# Revoking U.S. citizenship- tax liability



## spuds&taters

Have dual U.K./U.S. citizenship and will revoke my U.S. citizenship beginning early next year. Was going to cash in the rest of my U.S. I.R.A. (Terrific exchange rate right now). I am retired. However, it will put me in the next tax band if I do. I know Federal Income Tax is withheld from distributions but will the lump sum still be counted as gross income, thus putting me in the next tax band? My only other income is my U.S. Social Security. My alternative is to take a lump sum that keeps me in my present tax band and then take the remainder next year. I’m only talking of moving from 12% - 22% tax band as I’m definitely not rich! Hope this question is clear!


----------



## Bevdeforges

spuds&taters said:


> I know Federal Income Tax is withheld from distributions but will the lump sum still be counted as gross income, thus putting me in the next tax band?


If you may your withdrawals before your date of renunciation, then yes, the entire amount will be taxed to you (as a citizen/resident) in the normal manner (i.e. the entire withdrawal is considered gross income).
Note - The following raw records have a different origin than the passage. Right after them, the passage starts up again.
PR #270, opened 2024-09-17
Fix duplicated bind operation, only one is needed

### LINKED ISSUE #126: Bind operation happens twice which can lead to 2 multi-factor authentication pushes to users.
We have multi-factor authentication configured with our LDAP provider.  This `ldapauthentcator` plugin works perfectly out of the box for me except for the fact that it results in two separate MFA push notifications to the user for every login.

Specifically, I found that [`ldapauthenticator.py->authenticate()`](https://github.com/jupyterhub/ldapauthenticator/blob/master/ldapauthenticator/ldapauthenticator.py#L295), call [`get_connection()`](https://github.com/jupyterhub/ldapauthenticator/blob/master/ldapauthenticator/ldapauthenticator.py#L295) which in turn calls [`ldap3.Connection()`](https://github.com/jupyterhub/ldapauthenticator/blob/master/ldapauthenticator/ldapauthenticator.py#L286) with `auto_bind` set.  So, `bind()` is called which triggers an MFA push to the user.

Then, right after that in `authenticate()`, [`conn.bind()`](https://github.com/jupyterhub/ldapauthenticator/blob/master/ldapauthenticator/ldapauthenticator.py#L347) is called again which triggers another DUO push.

Just as a test, I modified the logic that sets `auto_bind` to:

```
auto_bind=ldap3.AUTO_BIND_NONE
```

And it worked with only a single MFA push.

I'd like to avoid the double-push, but I'm not really sure of the implications of changing the auto_bind logic for other users of this library.  I may submit a PR at some point.

My environment:
* I'm using [the-littlest-jupyterhub](https://github.com/jupyterhub/the-littlest-jupyterhub) (version noted below).
* [FoxPass](https://www.foxpass.com/) is our LDAP provider.
* [DUO](https://duo.com/) is our MFA provider tied to FoxPass.

Versions:

```
(hub) .../opt/tljh/hub/bin$ pip freeze | grep -i jupyter
jupyterhub==1.0.0
jupyterhub-dummyauthenticator==0.3.1
jupyterhub-firstuseauthenticator==0.12
jupyterhub-ldapauthenticator==1.2.2
jupyterhub-nativeauthenticator==0.0.4
jupyterhub-systemdspawner==0.13
jupyterhub-tmpauthenticator==0.6
jupyterhub-traefik-proxy==0.1.3
the-littlest-jupyterhub==0.1
```

the-littlest-jupyterhub configuration file with redactions:

```
https:
  enabled: true
  tls:
    key: /etc/ssl/private/some_private_key.key
    cert: /etc/ssl/certs/some_cert.crt

auth:
  type: ldapauthenticator.LDAPAuthenticator
  LDAPAuthenticator:
    server_address: ldaps://ldap.foxpass.com
    use_ssl: true
    bind_dn_template: ['uid={username},ou=people,dc=some_dc,dc=com']
    admin_users: ['some.user', 'some.other.user']
```

consideRatio:
- fixes #126

---

To bind is to authenticate as a user against the user, where the user is specified by a DN (Distinguished Name). This operation can prompt inputting one time passwords on a mobile device etc, so its relevant to not do twice in a row.

When we create the connection object, we automatically bind as part of doing so in all cases. Due to that, its not relevant to first acquire the connection and then do `conn.bind()`.

In this PR you'll see how I move logic to `get_connection` and letting it handle raised errors failing on failing to bind by emitting a warning and returning None. Using `get_connection` can then be reduced to calling it and checking the return value. Any connectivity or encryption issues will still be raised and not handled by get_connection.

### DIFF
--- a/ldapauthenticator/ldapauthenticator.py
+++ b/ldapauthenticator/ldapauthenticator.py
@@ -337,6 +337,9 @@ class LDAPAuthenticator(Authenticator):
             password=self.lookup_dn_search_password,
         )
         if not conn:
+            self.log.error(
+                f"Failed to bind lookup_dn_search_user '{self.lookup_dn_search_user}'"
+            )
             return (None, None)
 
         search_filter = self.lookup_dn_search_filter.format(
@@ -415,7 +418,7 @@ class LDAPAuthenticator(Authenticator):
                 auto_bind=auto_bind,
             )
         except LDAPBindError as e:
-            self.log.warning(
+            self.log.debug(
                 "Failed to bind {userdn}\n{e_type}: {e_msg}".format(
                     userdn=userdn,
                     e_type=e.__class__.__name__,
--- a/ldapauthenticator/ldapauthenticator.py
+++ b/ldapauthenticator/ldapauthenticator.py
@@ -4,6 +4,7 @@ from inspect import isawaitable
 
 import ldap3
 from jupyterhub.auth import Authenticator
+from ldap3.core.exceptions import LDAPBindError
 from ldap3.utils.conv import escape_filter_chars
 from ldap3.utils.dn import escape_rdn
 from traitlets import Bool, Int, List, Unicode, Union, UseEnum, observe, validate
@@ -335,6 +336,8 @@ class LDAPAuthenticator(Authenticator):
             userdn=self.lookup_dn_search_user,
             password=self.lookup_dn_search_password,
         )
+        if not conn:
+            return (None, None)
 
         search_filter = self.lookup_dn_search_filter.format(
             login_attr=self.user_attribute,
@@ -379,9 +382,14 @@ class LDAPAuthenticator(Authenticator):
 
     def get_connection(self, userdn, password):
         """
-        Returns a ldap3 Connection object automatically bound to the user.
+        Returns either a ldap3 Connection object automatically bound to the
+        user, or None if the bind operation failed for some reason.
 
-        ldap3 Connection ref: https://ldap3.readthedocs.io/en/latest/connection.html
+        Raises errors on connectivity or TLS issues.
+
+        ldap3 Connection ref:
+        - docs: https://ldap3.readthedocs.io/en/latest/connection.html
+        - code: https://github.com/cannatag/ldap3/blob/dev/ldap3/core/connection.py
         """
         if self.tls_strategy == TlsStrategy.on_connect:
             use_ssl = True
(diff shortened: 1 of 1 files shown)


ldapauthenticator/ldapauthenticator.py
```diff
@@ -335,10 +336,7 @@ def resolve_username(self, username_supplied_by_user):
             userdn=self.lookup_dn_search_user,
             password=self.lookup_dn_search_password,
         )
-        if not conn.bind():
-            self.log.warning(
-                f"Failed to connect to LDAP server with search user '{self.lookup_dn_search_user}'"
-            )
+        if not conn:
```
consideRatio, line 339: This is right after calling get_connection, which always does a bind operation because we have auto_bind set to a value making it so. This makes the `if not conn.bind()` too much and it should at most be checking `conn.bound` property.

This PR updated the get_connection to return none and log a warning if the bind operation failed though, so we now just check if conn is set truthy or not going onwards here.

ldapauthenticator/ldapauthenticator.py
```diff
@@ -465,28 +481,17 @@ async def authenticate(self, handler, data):
...
-                is_bound = True if conn.bound else conn.bind()
-            msg = msg.format(username=username, userdn=userdn, is_bound=is_bound)
-            self.log.debug(msg)
-            if is_bound:
+            conn = self.get_connection(userdn, password)
+            if conn:
                 break
-
-        if not is_bound:
-            self.log.warning(f"Invalid password for user '{username}'")
```
consideRatio, line 489: This warning about incorrect password wasn't always correct. It could say incorrect password even though it failed to bind for another reason, such as not finding a user with the `userdn` or similar.

I think there have been several issues about invalid password that really wasn't about invalid password, but about failing to bind because the user didn't exist - because the get_connection was passed a userdn that wasn't constructed correctly etc.

ldapauthenticator/ldapauthenticator.py
```diff
@@ -465,28 +481,17 @@ async def authenticate(self, handler, data):
...
-                    exc_msg=exc.args[0] if exc.args else "",
-                )
-            else:
-                is_bound = True if conn.bound else conn.bind()
-            msg = msg.format(username=username, userdn=userdn, is_bound=is_bound)
-            self.log.debug(msg)
-            if is_bound:
+            conn = self.get_connection(userdn, password)
+            if conn:
                 break
```
consideRatio, line 492: This logic moved to get_connection, but no longer including logging details about the specific username (but still includes the userdn which should be sufficient).

ldapauthenticator/ldapauthenticator.py
```diff
@@ -403,13 +406,26 @@ def get_connection(self, userdn, password):
...
+        try:
+            self.log.debug(f"Attempting to bind {userdn}")
+            conn = ldap3.Connection(
+                server,
+                user=userdn,
+                password=password,
+                auto_bind=auto_bind,
+            )
+        except LDAPBindError as e:
+            self.log.warning(
```
minrk, line 418: This log message is promoted from debug to warning, meaning that every failed login should expect `len(bind_dn_template) + 1` warning messages. Is that intentional? Should this still be debug-level?

consideRatio: Ah good point, we don't want this to log warnings non-stop, because we also attempt to bind and is expecting to fail doing so sometimes - such as when we have multiple DN templates for a username.

I've adjusted this now so that its always debug, and when get_connection has returned None, a warning (failed to bind normal user) or error log (failed to bind administrative user to do searches) is emitted depending on the situation.

consideRatio: Meant to be resolved with 1ba6e0f, I also fixed grammar and the deprecated use of `log.warn` (should be `log.warning`)

minrk (approved):

minrk:
Thanks! Go ahead and merge

PR #641, opened 2023-12-15
[darwin] Run all engine callbacks on the main queue

### LINKED ISSUE #590: [Warning][Windows] `flutter::MethodChannel::InvokeMethod` background thread usage
[ERROR:flutter/shell/common/shell.cc(1004)] The 'com.alexmercerind/media_kit_video' channel sent a message from native to Flutter on a non-platform thread. Platform channel messages must be sent on the platform thread. Failure to do so may result in data loss or crashes, and must be fixed in the plugin or application code creating that channel.

moffatman:
Not just `registry.register` must run on the main thread, but also `registry.unregisterTexture`, `registry.textureFrameAvailable`, and the `MethodChannel` within `textureUpdateCallback`.

I used synchronous block where possible as it makes the memory model lot more clear, and we don't really want or need this stuff to start queueing up in the background.

This will actually fix #590 on iOS, that warning from flutter is about channel usage, not texture registry.

This stuff should be prioritized to change on any other affected platforms if possible, it causes some real crashes

image

### DIFF
--- a/media_kit_video/common/darwin/Classes/plugin/VideoOutput.swift
+++ b/media_kit_video/common/darwin/Classes/plugin/VideoOutput.swift
@@ -11,6 +11,7 @@
 // To improve the user experience, a worker is used to execute heavy tasks on a
 // dedicated thread.
 public class VideoOutput: NSObject {
+  // Will be called on the main thread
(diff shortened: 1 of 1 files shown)


birros (approved):
Thx for the fix, I'm quite busy at the moment (moving).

If you withdraw anything from your IRA on or after your date of renunciation (i.e. the date of your appointment at the embassy/consulate that finalizes the act and where you pay your $2350 to do the deed), then you will be considered a non-resident taxpayer and they will withhold 30% of the withdrawal. 

And by the way, your US Social Security will have the NR rate of 30% deducted from the monthly payment, too, starting the month after your renunciation date. Well, 30% of 85% of the gross amount. They give you a 15% allowance on your Social Security benefit. For a net deduction of 25.5% from the gross amount.


----------



## spuds&taters

Bevdeforges said:


> If you may your withdrawals before your date of renunciation, then yes, the entire amount will be taxed to you (as a citizen/resident) in the normal manner (i.e. the entire withdrawal is considered gross income). If you withdraw anything from your IRA on or after your date of renunciation (i.e. the date of your appointment at the embassy/consulate that finalizes the act and where you pay your $2350 to do the deed), then you will be considered a non-resident taxpayer and they will withhold 30% of the withdrawal.
> 
> And by the way, your US Social Security will have the NR rate of 30% deducted from the monthly payment, too, starting the month after your renunciation date. Well, 30% of 85% of the gross amount. They give you a 15% allowance on your Social Security benefit. For a net deduction of 25.5% from the gross amount.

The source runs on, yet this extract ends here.